PR #3575, opened 2016-02-08
update :repo of many github packages

tarsius:
Before making these changes I did double check using the Github Api.

### DIFF
--- a/recipes/4clojure
+++ b/recipes/4clojure
@@ -1,1 +1,1 @@
-(4clojure :fetcher github :repo "joshuarh/4clojure.el")
+(4clojure :fetcher github :repo "losingkeys/4clojure.el")
--- a/recipes/ac-math
+++ b/recipes/ac-math
@@ -1,1 +1,1 @@
-(ac-math :repo "vitoshka/ac-math" :fetcher github :files ("ac-math.el"))
+(ac-math :repo "vspinu/ac-math" :fetcher github :files ("ac-math.el"))
--- a/recipes/angry-police-captain
+++ b/recipes/angry-police-captain
@@ -1,2 +1,2 @@
 (angry-police-captain :fetcher github
-                      :repo "rolando2424/angry-police-captain-el")
+                      :repo "rolpereira/angry-police-captain-el")
--- a/recipes/ansi
+++ b/recipes/ansi
@@ -1,2 +1,2 @@
-(ansi :repo "rejeep/ansi" :fetcher github)
+(ansi :repo "rejeep/ansi.el" :fetcher github)
 
--- a/recipes/ant
+++ b/recipes/ant
@@ -1,1 +1,1 @@
-(ant :fetcher github :repo "apgwoz/ant-el")
+(ant :fetcher github :repo "apg/ant-el")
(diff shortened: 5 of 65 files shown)


recipes/editorconfig-core
```diff
@@ -1,3 +1,3 @@
-(editorconfig-core :repo "editorconfig/editorconfig-emacs"
+(editorconfig-core :repo "10sr/editorconfig-core-emacslisp"
```
10sr: I moved `editorconfig-core` to editorconfig/editorconfig-emacs so no need to change this :innocent: 
`10sr/editorconfig-core-emacslisp` is not maintained any more.

recipes/editorconfig-fnmatch
```diff
@@ -1,3 +1,3 @@
-(editorconfig-fnmatch :repo "editorconfig/editorconfig-emacs"
+(editorconfig-fnmatch :repo "10sr/editorconfig-fnmatch-el"
```
10sr: Same as :point_up:

recipes/editorconfig-core
tarsius: Thanks. I have reverted these changes and will fix this on the Emacsmirror instead.

tarsius:
I have now reviewed all cases where both the repository tracked by the Emacsmirror and the one tracked by Melpa still exist. In most cases it actually was Melpa which was correct. I have dropped the changes which "fixed" the respective recipes and will instead fix the Emacsmirror.

tarsius:
The following packages are still available from both places and I think the one tracked by the Emacsmirror is the correct one:

* `google` by @hober was forked by @steckerhalter and @hober then merged the additional commit.
* `plantuml-mode` by @zwz was forked by @wildsould who then made some changes in 2013. In 2014 and 2015 @zwz made changes too. History diverged.
* `ponylang-mode` @purcell's repo was forked by @SeanTAllen, which was then forked by @abingham 
* `qml-mode` by @xwl was forked by @coldnew. Both repos are at the same commit.

Undecided:

* `point-stack` by @mattharrison was forked by @dgutov. History diverged.
* `pomodoro` two independent implementations by @baudtack and @vderyagin. @baudtack's version was updated more recently.
* `ponylang-mode` @purcell's repo was forked by @SeanTAllen, which was then forked by @abingham. The latter two are at the same commit, the former lags behind 40 commits.

SeanTAllen:
@tarsius I'm now the official maintainer of ponylang-mode. My repo should be considered the canonical one.

tarsius:
Thanks @SeanTAllen!

dgutov:
> point-stack by @mattharrison was forked by @dgutov. History diverge

 I'm really not sure which fork should be used. My fork is not just a cleanup or upgrade. It implements different, though arguably better, logic for storing the stack of positions.

purcell:
Thanks for this @tarsius. Huge job to review it all though, sorry, will take me a while. So far I've noticed that `qml-mode` and `plantuml-mode` changes feel a little spurious and undesirable.

purcell:
Applied, with the exception of the qml-mode change. Thanks!

tarsius:
Thanks for the review!

The Emacsmirror now gets `qml-mode` from the same repository as Melpa.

What needs to be done:
Copy every record exactly.

Output of the task:
PR #3575, opened 2016-02-08
update :repo of many github packages

tarsius:
Before making these changes I did double check using the Github Api.

### DIFF
--- a/recipes/4clojure
+++ b/recipes/4clojure
@@ -1,1 +1,1 @@
-(4clojure :fetcher github :repo "joshuarh/4clojure.el")
+(4clojure :fetcher github :repo "losingkeys/4clojure.el")
--- a/recipes/ac-math
+++ b/recipes/ac-math
@@ -1,1 +1,1 @@
-(ac-math :repo "vitoshka/ac-math" :fetcher github :files ("ac-math.el"))
+(ac-math :repo "vspinu/ac-math" :fetcher github :files ("ac-math.el"))
--- a/recipes/angry-police-captain
+++ b/recipes/angry-police-captain
@@ -1,2 +1,2 @@
 (angry-police-captain :fetcher github
-                      :repo "rolando2424/angry-police-captain-el")
+                      :repo "rolpereira/angry-police-captain-el")
--- a/recipes/ansi
+++ b/recipes/ansi
@@ -1,2 +1,2 @@
-(ansi :repo "rejeep/ansi" :fetcher github)
+(ansi :repo "rejeep/ansi.el" :fetcher github)
 
--- a/recipes/ant
+++ b/recipes/ant
@@ -1,1 +1,1 @@
-(ant :fetcher github :repo "apgwoz/ant-el")
+(ant :fetcher github :repo "apg/ant-el")
(diff shortened: 5 of 65 files shown)


recipes/editorconfig-core
```diff
@@ -1,3 +1,3 @@
-(editorconfig-core :repo "editorconfig/editorconfig-emacs"
+(editorconfig-core :repo "10sr/editorconfig-core-emacslisp"
```
10sr: I moved `editorconfig-core` to editorconfig/editorconfig-emacs so no need to change this :innocent: 
`10sr/editorconfig-core-emacslisp` is not maintained any more.

recipes/editorconfig-fnmatch
```diff
@@ -1,3 +1,3 @@
-(editorconfig-fnmatch :repo "editorconfig/editorconfig-emacs"
+(editorconfig-fnmatch :repo "10sr/editorconfig-fnmatch-el"
```
10sr: Same as :point_up:

recipes/editorconfig-core
tarsius: Thanks. I have reverted these changes and will fix this on the Emacsmirror instead.

tarsius:
I have now reviewed all cases where both the repository tracked by the Emacsmirror and the one tracked by Melpa still exist. In most cases it actually was Melpa which was correct. I have dropped the changes which "fixed" the respective recipes and will instead fix the Emacsmirror.

tarsius:
The following packages are still available from both places and I think the one tracked by the Emacsmirror is the correct one:

* `google` by @hober was forked by @steckerhalter and @hober then merged the additional commit.
* `plantuml-mode` by @zwz was forked by @wildsould who then made some changes in 2013. In 2014 and 2015 @zwz made changes too. History diverged.
* `ponylang-mode` @purcell's repo was forked by @SeanTAllen, which was then forked by @abingham 
* `qml-mode` by @xwl was forked by @coldnew. Both repos are at the same commit.

Undecided:

* `point-stack` by @mattharrison was forked by @dgutov. History diverged.
* `pomodoro` two independent implementations by @baudtack and @vderyagin. @baudtack's version was updated more recently.
* `ponylang-mode` @purcell's repo was forked by @SeanTAllen, which was then forked by @abingham. The latter two are at the same commit, the former lags behind 40 commits.

SeanTAllen:
@tarsius I'm now the official maintainer of ponylang-mode. My repo should be considered the canonical one.

tarsius:
Thanks @SeanTAllen!

dgutov:
> point-stack by @mattharrison was forked by @dgutov. History diverge

 I'm really not sure which fork should be used. My fork is not just a cleanup or upgrade. It implements different, though arguably better, logic for storing the stack of positions.

purcell:
Thanks for this @tarsius. Huge job to review it all though, sorry, will take me a while. So far I've noticed that `qml-mode` and `plantuml-mode` changes feel a little spurious and undesirable.

purcell:
Applied, with the exception of the qml-mode change. Thanks!

tarsius:
Thanks for the review!

The Emacsmirror now gets `qml-mode` from the same repository as Melpa.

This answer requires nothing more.